To make rational decisions with regards to the product portfolio, keeping in mind all the aspects
of the organisation, such as optimisation and profitability, could be a challenge.
● Creativity: ​The decisions regarding strategic alliances for the development and growth of the
offerings is an issue that might creep up. Since creativity helps in attaining the objectives and
searching alternatives in an exceptional manner, it becomes imminent to be always on a lookout
for opportunities to create synergies with other brands and grow alongside them.
● Volatility:​ Every problem may have different solutions depending on different perceptions of
different individuals. Hence , the consideration of other team members is very important to
keep a balance in the overall business and its processes.
● Different Criteria: ​This involves determining objectives for making particular decisions. Should
the business focus on maximising returns, or should it take small incremental steps are some of
the questions that arise while decision making.
● Individual factors:​ Sometimes human level factors play an important role in decision making.
For example; ABC Co. would
● Individual v/s group: ​Decisions taken by an individual like the MD, wanting to launch a
particular collection, may differ from the thinking and decisions of a group who are actually
considering the market needs and suggest that the collection won’t be as much a success it
should be in the target market in question.

b. What would be the paradigm shift in your marketing strategies?

Ans (b). ​As the manager of a Garments business, which has a severely high competition, and can never
flourish until its customers are satisfied with its products and services, it will become my responsibility
to come up with a marketing mix that not only incorporates the customers’ choices and preferences, but
also gives the power of purchase of every prospect customer out there. For the same reason, I would
make a paradigm shift towards the ‘4A’ models which is not just a customer centric model but is also
pertinent to keep the interest of the rural consumers alive. The elements of the 4A model are
awareness, availability, affordability and acceptability.

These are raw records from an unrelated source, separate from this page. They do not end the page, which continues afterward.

Issue #7171, opened 2026-08-19
`Hex(String)` constructor in `Hex.java` kept alive by its tests, causing potential misinterpretation and deviation from UTF-8 requirement


Thayorns:
The `Hex(String)` constructor at `eo-parser/src/main/java/org/eolang/parser/Hex.java:47` is never used. A repo-wide grep for `new Hex(` turns up five construction sites and not one of them passes a string: `LnTextBlock.java:86` hands in the `byte[] joined` that `Emissions.unescapeBytes` built, `Emissions.java:378` hands in the `byte[] unescaped`, and `Emissions.java:347`, `Emissions.java:453` and `StHex.java:30` each hand in a `double`. `Hex` is package-private, so `org.eolang.parser` is the entire search space.

The only two callers left are `encodesAsciiStringAsBytes` and `encodesUtfString` in `HexTest.java:66` and `HexTest.java:75`. The tests are what keep the constructor alive, and the class docblock at `Hex.java:17` advertises it as one of "three constructions supported", so the next person emitting a literal has every reason to reach for it instead of the `byte[]` path the emitters actually use.

That path is not equivalent. Both `Emissions.string` and `LnTextBlock` decode escapes through `unescapeBytes` before encoding, and `Hex(String)` skips that entirely, so a caller who takes the docblock at its word gets the raw `\uXXXX` text encoded verbatim instead of the decoded UTF-8 that R-9.7.4 requires.

Dropping the constructor and the two tests that call it, and trimming the docblock's bullet list to the two real forms, leaves every emitter untouched.

@yegor256

0crat:
@thayorns Thanks for reporting a new bug! You've earned +12 points. By reporting bugs, you help our project improve its quality. If you find anything else in the repository that [doesn't look](https://www.yegor256.com/2018/02/06/where-to-find-more-bugs.html) as good as you might expect, [do not hesitate](https://www.yegor256.com/2014/04/13/bugs-are-welcome.html) to [report](https://www.yegor256.com/2018/04/24/right-way-to-report-bugs.html) it. Your running score is [+2141](https://www.eolang.org/zerocracy/objectionary-vitals.html); don't forget to check your [Zerocracy account](https://www.zerocracy.com/) too).

PR #7203, opened 2026-08-20
#7171: drop the unused Hex(String) constructor

morphqdd:
`Hex(String)` was never used. A repo-wide grep for `new Hex(` finds five construction sites and none of them pass a string: `LnTextBlock.java`, `Emissions.java` (three call sites), and `StHex.java` all hand in a `byte[]` or `double`. `Hex` is package-private, so `org.eolang.parser` is the entire search space.

The constructor also isn't equivalent to the path callers actually use: both `Emissions.string` and `LnTextBlock` decode escapes through `unescapeBytes` before encoding, while `Hex(String)` skipped that entirely and would encode raw `\uXXXX` text verbatim instead of the decoded UTF-8 R-9.7.4 requires — a trap for whoever reached for it based on the class docblock's "three constructions supported" list.

Dropped the constructor, the now-unused `StandardCharsets` import, the two `HexTest` cases that only existed to call it, and trimmed the docblock to the two real forms.

See #7171.

### DIFF
--- a/eo-parser/src/main/java/org/eolang/parser/Hex.java
+++ b/eo-parser/src/main/java/org/eolang/parser/Hex.java
@@ -5,7 +5,6 @@
 package org.eolang.parser;
 
 import java.nio.ByteBuffer;
-import java.nio.charset.StandardCharsets;
 
 /**
  * Hex encoder for numeric and string literals.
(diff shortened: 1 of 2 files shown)


0crat:
@morphqdd Thanks for the contribution! You've earned +12 points for this: +16 as a basis; -4 for too few (32) hits-of-code. Please, [keep](https://www.yegor256.com/2018/03/06/speed-vs-quality.html) them coming. Your running score is [+5515](https://www.eolang.org/zerocracy/objectionary-vitals.html); don't forget to check your [Zerocracy account](https://www.zerocracy.com/) too).

PR #7207, opened 2026-08-20
#7173: recognize -> throwing-test suffix in horizontal argument scan

### LINKED ISSUE #7173: A `->` throwing-test suffix is rejected on every line shape except a formation
## What happens

`Tokens.suffixAhead()` (`eo-parser/src/main/java/org/eolang/parser/Tokens.java:529`) stops the horizontal-argument scan at `>` and `+>` only:

```java
boolean suffixAhead() {
    return !this.atEnd() && (this.current() == '>' || this.plusArrow());
}
```

`plusArrow()` (`Tokens.java:994`) matches `+>` and there is no `->` counterpart, so `readArgs()` never hands the tail over to `Suffix`, which does know `->` (`Suffix.java:345`). Every line shape that reads arguments before the suffix - `LnApplication:63`, `LnReversed:70`, `LnMethod`, `LnCompactTuple` - dies on the `-`.

```
[] > foo

  true -> throws-test
```

gives `[3:7] error: 'expected value'` and `foo` comes out as an empty `<o name="foo"/>`, its child lost.

```
[] > foo

  eq. -> throws-something
    1
    2
```

gives `[3:6] error: 'expected value'`, and recovery skips the whole block.

The `+>` twins are fine: `true +> truthy-test` yields `<o base="Φ.true" name="+truthy-test"/>`, and `eq. +> compares-something` is an existing pack (`eo-syntax/application-in-tests.yaml`). `[] -> throws-something` also parses, because `LnFormation` never calls `readArgs`.

## What should happen

Per §1.4 of `PARSER_SPEC.md`, `-> name` is "parallel to `+>` in every respect (same `NAME`-token rule, same depth constraint R-6.3.3, same mandatory blank line R-6.5.3); only the emitted marker prefix differs", and R-6.3.1 lets an atom body hold truthy `+>` or throwing `->` tests. So `true -> t`, `eq. -> t` and `.foo -> t` should emit `name="-t"` exactly the way their `+>` forms do. `suffixAhead()` needs to know `->` as well.

morphqdd:
`Tokens.suffixAhead()` stopped the horizontal-argument scan at `>` and `+>` only, so `readArgs()` never handed the tail over to `Suffix` when it started with `->`. Every line shape that reads arguments before the suffix (application, method, reversed, pipe) failed to parse a throwing-test attribute, e.g.

```
[] > foo

  true -> throws-test
```

Added a `minusArrow()` check mirroring `plusArrow()`, and a parser pack test covering `true ->`, `false ->`, and `eq. ->` throwing-test shapes, matching the existing `+>` pack.

Fixes #7173


0crat:
@morphqdd Thanks for the contribution! You've earned +12 points for this: +16 as a basis; -4 for too few (34) hits-of-code. Please, [keep](https://www.yegor256.com/2018/03/06/speed-vs-quality.html) them coming. Your running score is [+5339](https://www.eolang.org/zerocracy/objectionary-vitals.html); don't forget to check your [Zerocracy account](https://www.zerocracy.com/) too).

PR #7208, opened 2026-08-20
#7174: emit method chain after text-block closer

### LINKED ISSUE #7174: Method chain after a text-block closer is parsed and silently dropped in `LnTextBlock`
## What happens

`LnTextBlock.into` reads the method chain after the closing triple quote and throws the result away. `eo-parser/src/main/java/org/eolang/parser/LnTextBlock.java:52`:

```java
final Tokens tokens = new Tokens(body, this.span);
tokens.seek(3);
tokens.readChain();
final Suffix suffix = new Suffix(...);
```

Nothing consumes what `readChain()` returned, and the emitter then writes a bare `<o base='Φ.string'>`.

```
[] > main
  """
  hi
  """.as-bytes > txt
```

parses into

```xml
<o line="1" name="main">
  <o base="Φ.string" line="4" name="txt" pos="2">
    <o base="Φ.bytes" ...><o>68-69</o></o>
  </o>
</o>
```

The `.as-bytes` is simply gone. No error, no `@base='.as-bytes'`, no wrapper, so the program means something other than what was written.

The optional binding of the same rule is missing too: `""" :0` falls through to `Suffix` and is reported as trailing garbage.

## What should happen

● Awareness: ​Our product portfolio would be promoted in a manner that it will make different
consumers aware of their desires, and how our company can help them fulfill their desires with
the large product variety that we would have.
● Availability: ​taking our brand to nook and corners of the country would be my next target, so as
to ensure that our product range is made available to our set of customers anywhere in the
country.
● Affordability: ​The portfolio would consist of the products of a wide price range, so that we have
something for everyone who would want to make a purchase from us.
● Acceptability: ​To gain consumer trust and loyalty, it’ ll be important for us that people love our
brand and accept us. Aspects such as after-sales service would play a vital part in that.